→ **What this task involves**: Would you please write out every record exactly?
Material for this task START
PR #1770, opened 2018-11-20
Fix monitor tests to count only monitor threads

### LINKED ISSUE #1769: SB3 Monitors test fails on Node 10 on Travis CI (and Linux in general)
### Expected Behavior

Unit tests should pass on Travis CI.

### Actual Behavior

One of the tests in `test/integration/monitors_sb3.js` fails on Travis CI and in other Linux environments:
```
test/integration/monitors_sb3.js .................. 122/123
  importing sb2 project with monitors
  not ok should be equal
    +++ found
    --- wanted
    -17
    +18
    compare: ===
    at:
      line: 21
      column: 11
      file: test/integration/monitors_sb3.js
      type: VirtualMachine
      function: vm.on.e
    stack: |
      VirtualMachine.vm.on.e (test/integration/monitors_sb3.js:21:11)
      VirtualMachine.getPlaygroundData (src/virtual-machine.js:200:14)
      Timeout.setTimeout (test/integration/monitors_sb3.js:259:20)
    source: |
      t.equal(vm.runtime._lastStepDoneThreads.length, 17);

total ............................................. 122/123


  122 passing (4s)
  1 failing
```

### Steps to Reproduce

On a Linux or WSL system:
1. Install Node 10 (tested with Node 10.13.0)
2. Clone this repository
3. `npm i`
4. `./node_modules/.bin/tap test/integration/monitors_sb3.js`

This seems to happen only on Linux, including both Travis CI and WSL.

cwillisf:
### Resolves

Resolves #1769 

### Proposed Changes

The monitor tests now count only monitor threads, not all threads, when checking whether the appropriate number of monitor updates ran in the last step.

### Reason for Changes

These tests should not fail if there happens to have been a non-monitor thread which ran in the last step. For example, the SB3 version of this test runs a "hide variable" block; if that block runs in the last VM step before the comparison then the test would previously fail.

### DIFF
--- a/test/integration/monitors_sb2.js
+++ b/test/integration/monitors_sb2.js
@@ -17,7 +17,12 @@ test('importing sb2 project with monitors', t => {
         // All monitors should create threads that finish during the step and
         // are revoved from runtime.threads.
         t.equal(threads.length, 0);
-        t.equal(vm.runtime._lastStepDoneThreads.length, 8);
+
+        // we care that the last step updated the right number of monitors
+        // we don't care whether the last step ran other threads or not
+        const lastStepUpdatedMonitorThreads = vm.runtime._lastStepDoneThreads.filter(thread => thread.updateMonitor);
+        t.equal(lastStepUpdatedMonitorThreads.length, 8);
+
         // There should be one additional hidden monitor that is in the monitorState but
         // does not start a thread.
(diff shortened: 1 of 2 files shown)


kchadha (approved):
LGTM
Material for this task END
→ **Written reply**:
PR #1770, opened 2018-11-20
Fix monitor tests to count only monitor threads

### LINKED ISSUE #1769: SB3 Monitors test fails on Node 10 on Travis CI (and Linux in general)
### Expected Behavior

Unit tests should pass on Travis CI.

### Actual Behavior

One of the tests in `test/integration/monitors_sb3.js` fails on Travis CI and in other Linux environments:
```
test/integration/monitors_sb3.js .................. 122/123
  importing sb2 project with monitors
  not ok should be equal
    +++ found
    --- wanted
    -17
    +18
    compare: ===
    at:
      line: 21
      column: 11
      file: test/integration/monitors_sb3.js
      type: VirtualMachine
      function: vm.on.e
    stack: |
      VirtualMachine.vm.on.e (test/integration/monitors_sb3.js:21:11)
      VirtualMachine.getPlaygroundData (src/virtual-machine.js:200:14)
      Timeout.setTimeout (test/integration/monitors_sb3.js:259:20)
    source: |
      t.equal(vm.runtime._lastStepDoneThreads.length, 17);

total ............................................. 122/123


  122 passing (4s)
  1 failing
```

### Steps to Reproduce

On a Linux or WSL system:
1. Install Node 10 (tested with Node 10.13.0)
2. Clone this repository
3. `npm i`
4. `./node_modules/.bin/tap test/integration/monitors_sb3.js`

This seems to happen only on Linux, including both Travis CI and WSL.

cwillisf:
### Resolves

Resolves #1769 

### Proposed Changes

The monitor tests now count only monitor threads, not all threads, when checking whether the appropriate number of monitor updates ran in the last step.

### Reason for Changes

These tests should not fail if there happens to have been a non-monitor thread which ran in the last step. For example, the SB3 version of this test runs a "hide variable" block; if that block runs in the last VM step before the comparison then the test would previously fail.

### DIFF
--- a/test/integration/monitors_sb2.js
+++ b/test/integration/monitors_sb2.js
@@ -17,7 +17,12 @@ test('importing sb2 project with monitors', t => {
         // All monitors should create threads that finish during the step and
         // are revoved from runtime.threads.
         t.equal(threads.length, 0);
-        t.equal(vm.runtime._lastStepDoneThreads.length, 8);
+
+        // we care that the last step updated the right number of monitors
+        // we don't care whether the last step ran other threads or not
+        const lastStepUpdatedMonitorThreads = vm.runtime._lastStepDoneThreads.filter(thread => thread.updateMonitor);
+        t.equal(lastStepUpdatedMonitorThreads.length, 8);
+
         // There should be one additional hidden monitor that is in the monitorState but
         // does not start a thread.
(diff shortened: 1 of 2 files shown)


kchadha (approved):
LGTM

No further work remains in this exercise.